What you are asked to do:
Repeat the data in full. Every line must match.

Source information:
=== Section Start ===

Issue #8657, opened 2023-08-14
Replace invite trust score with InboxReady's validate check


nickoferrall:
InboxReady has a `validate` API endpoint that could help us verify that an email address is not spam before sending the email (see [here](https://documentation.mailgun.com/en/latest/api-email-validation.html#email-verifications)). 

However, I suggest that we keep the domain blocklist.

By using the validate API, we can remove the restriction of sending no more than 10 email invites if none of the first 10 accepted an invite. This would fix this issue: https://github.com/ParabolInc/parabol/issues/8656

### AC

- [ ] Replace the custom trust score logic (see [here](https://github.com/ParabolInc/parabol/blob/ea927991096817ac245abb0fbf17b7e96b130a5e/packages/server/graphql/mutations/helpers/inviteToTeamHelper.ts#L26)) with the InboxReady validate check

Issue #8656, opened 2023-08-14
Can't send email invite to all team members


nickoferrall:
When creating a new team, you can check a checkbox to invite all of the team members in your org (or manually add their email addresses). 

However, our custom trust score logic prevents sending emails to more than 10 email addresses if none of the first 10 have accepted the email invite.

https://parabol.sentry.io/issues/4312988499/?referrer=github_plugin

```
Error: Cannot invite by email. Try using invite link
  File "./packages/server/graphql/mutations/inviteToTeam.ts", line 47, in exports["default"].resolve
    const error = new Error(inviteToTeamHelperRes.error.message);
  File "./packages/server/graphql/traceGraphQL.ts", line 156, in async Object.MutationinviteToTeamResolver
    const result = await scope.activate(field.span, () => resolve(source, args, context, info));
```

### AC

- [ ] When creating a new team, you can successfully invite more than 10 team members by email

PR #8707, opened 2023-08-21
feat(invitation-challenges): implement InboxReady's validate check

nickoferrall:
Fix https://github.com/ParabolInc/parabol/issues/8657 & fix https://github.com/ParabolInc/parabol/issues/8656

Loom Demo: https://www.loom.com/share/8ae8e1a69b29440a9f7f9e9bc5fe7bb7

### To test

- [ ] Enter valid emails in the invite email text input and see that they send successfully
- [ ] Enter invalid emails and see that they are not sent if Mailgun's validate check says `undeliverable` or `do_not_send`. The user gets feedback that those emails were not sent.


packages/server/__tests__/inviteToTeam.test.ts
```diff
@@ -19,7 +18,7 @@ test('Invite to team, works for ordinary email domain', async () => {
     `,
     variables: {
       teamId,
-      invitees: ['foo@example.com', inviteeEmail]
+      invitees: ['nick@parabol.co']
```
nickoferrall, line 21: We need to make sure the email addresses are valid now. The `signUp` function returns invalid emails.

packages/server/__tests__/inviteToTeam.test.ts
```diff
@@ -28,43 +27,7 @@ test('Invite to team, works for ordinary email domain', async () => {
...
-      invitees: ['foo@qq.com', inviteeEmail]
-    },
-    authToken
-  })
-
-  expect(inviteToTeam).toMatchObject({
-    data: {
-      inviteToTeam: {
-        error: {
-          message: 'Cannot invite by email. Try using invite link',
```
nickoferrall, line 65: We're no longer returning this error message from inviteToTeamHelper so I think it's safe to remove

packages/server/graphql/mutations/helpers/inviteToTeamHelper.ts
```diff
@@ -78,11 +37,27 @@ const inviteToTeamHelper = async (
...
+    (invitee) => !untrustedDomains.includes(getDomainFromEmail(invitee).toLowerCase())
+  )
+  const mailManager = new MailManagerMailgun()
+  const validateEmailRes = await Promise.all(
+    invitees.map((invitee) => mailManager.validateEmail(invitee))
+  )
+  const validInvitees = filteredInvitees.filter((invitee, index) => {
+    const validationResult = validateEmailRes[index]
+    if (!validationResult) return false
+    if (validationResult === 'undeliverable' || validationResult === 'do_not_send') {
```
nickoferrall, line 51: We're still trying to send emails if `validationResult` is `unknown`

packages/server/__tests__/inviteToTeam.test.ts
```diff
@@ -1,71 +0,0 @@
...
-      invitees: ['foo@example.com', inviteeEmail]
-    },
-    authToken
-  })
-
-  expect(inviteToTeam).toMatchObject({
-    data: {
-      inviteToTeam: {
-        error: null,
-        invitees: ['foo@example.com', inviteeEmail]
```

=== Section End ===

Output of the task:
Issue #8657, opened 2023-08-14
Replace invite trust score with InboxReady's validate check


nickoferrall:
InboxReady has a `validate` API endpoint that could help us verify that an email address is not spam before sending the email (see [here](https://documentation.mailgun.com/en/latest/api-email-validation.html#email-verifications)). 

However, I suggest that we keep the domain blocklist.

By using the validate API, we can remove the restriction of sending no more than 10 email invites if none of the first 10 accepted an invite. This would fix this issue: https://github.com/ParabolInc/parabol/issues/8656

### AC

- [ ] Replace the custom trust score logic (see [here](https://github.com/ParabolInc/parabol/blob/ea927991096817ac245abb0fbf17b7e96b130a5e/packages/server/graphql/mutations/helpers/inviteToTeamHelper.ts#L26)) with the InboxReady validate check

Issue #8656, opened 2023-08-14
Can't send email invite to all team members


nickoferrall:
When creating a new team, you can check a checkbox to invite all of the team members in your org (or manually add their email addresses). 

However, our custom trust score logic prevents sending emails to more than 10 email addresses if none of the first 10 have accepted the email invite.

https://parabol.sentry.io/issues/4312988499/?referrer=github_plugin

```
Error: Cannot invite by email. Try using invite link
  File "./packages/server/graphql/mutations/inviteToTeam.ts", line 47, in exports["default"].resolve
    const error = new Error(inviteToTeamHelperRes.error.message);
  File "./packages/server/graphql/traceGraphQL.ts", line 156, in async Object.MutationinviteToTeamResolver
    const result = await scope.activate(field.span, () => resolve(source, args, context, info));
```

### AC

- [ ] When creating a new team, you can successfully invite more than 10 team members by email

PR #8707, opened 2023-08-21
feat(invitation-challenges): implement InboxReady's validate check

nickoferrall:
Fix https://github.com/ParabolInc/parabol/issues/8657 & fix https://github.com/ParabolInc/parabol/issues/8656

Loom Demo: https://www.loom.com/share/8ae8e1a69b29440a9f7f9e9bc5fe7bb7

### To test

- [ ] Enter valid emails in the invite email text input and see that they send successfully
- [ ] Enter invalid emails and see that they are not sent if Mailgun's validate check says `undeliverable` or `do_not_send`. The user gets feedback that those emails were not sent.


packages/server/__tests__/inviteToTeam.test.ts
```diff
@@ -19,7 +18,7 @@ test('Invite to team, works for ordinary email domain', async () => {
     `,
     variables: {
       teamId,
-      invitees: ['foo@example.com', inviteeEmail]
+      invitees: ['nick@parabol.co']
```
nickoferrall, line 21: We need to make sure the email addresses are valid now. The `signUp` function returns invalid emails.

packages/server/__tests__/inviteToTeam.test.ts
```diff
@@ -28,43 +27,7 @@ test('Invite to team, works for ordinary email domain', async () => {
...
-      invitees: ['foo@qq.com', inviteeEmail]
-    },
-    authToken
-  })
-
-  expect(inviteToTeam).toMatchObject({
-    data: {
-      inviteToTeam: {
-        error: {
-          message: 'Cannot invite by email. Try using invite link',
```
nickoferrall, line 65: We're no longer returning this error message from inviteToTeamHelper so I think it's safe to remove

packages/server/graphql/mutations/helpers/inviteToTeamHelper.ts
```diff
@@ -78,11 +37,27 @@ const inviteToTeamHelper = async (
...
+    (invitee) => !untrustedDomains.includes(getDomainFromEmail(invitee).toLowerCase())
+  )
+  const mailManager = new MailManagerMailgun()
+  const validateEmailRes = await Promise.all(
+    invitees.map((invitee) => mailManager.validateEmail(invitee))
+  )
+  const validInvitees = filteredInvitees.filter((invitee, index) => {
+    const validationResult = validateEmailRes[index]
+    if (!validationResult) return false
+    if (validationResult === 'undeliverable' || validationResult === 'do_not_send') {
```
nickoferrall, line 51: We're still trying to send emails if `validationResult` is `unknown`

packages/server/__tests__/inviteToTeam.test.ts
```diff
@@ -1,71 +0,0 @@
...
-      invitees: ['foo@example.com', inviteeEmail]
-    },
-    authToken
-  })
-
-  expect(inviteToTeam).toMatchObject({
-    data: {
-      inviteToTeam: {
-        error: null,
-        invitees: ['foo@example.com', inviteeEmail]
```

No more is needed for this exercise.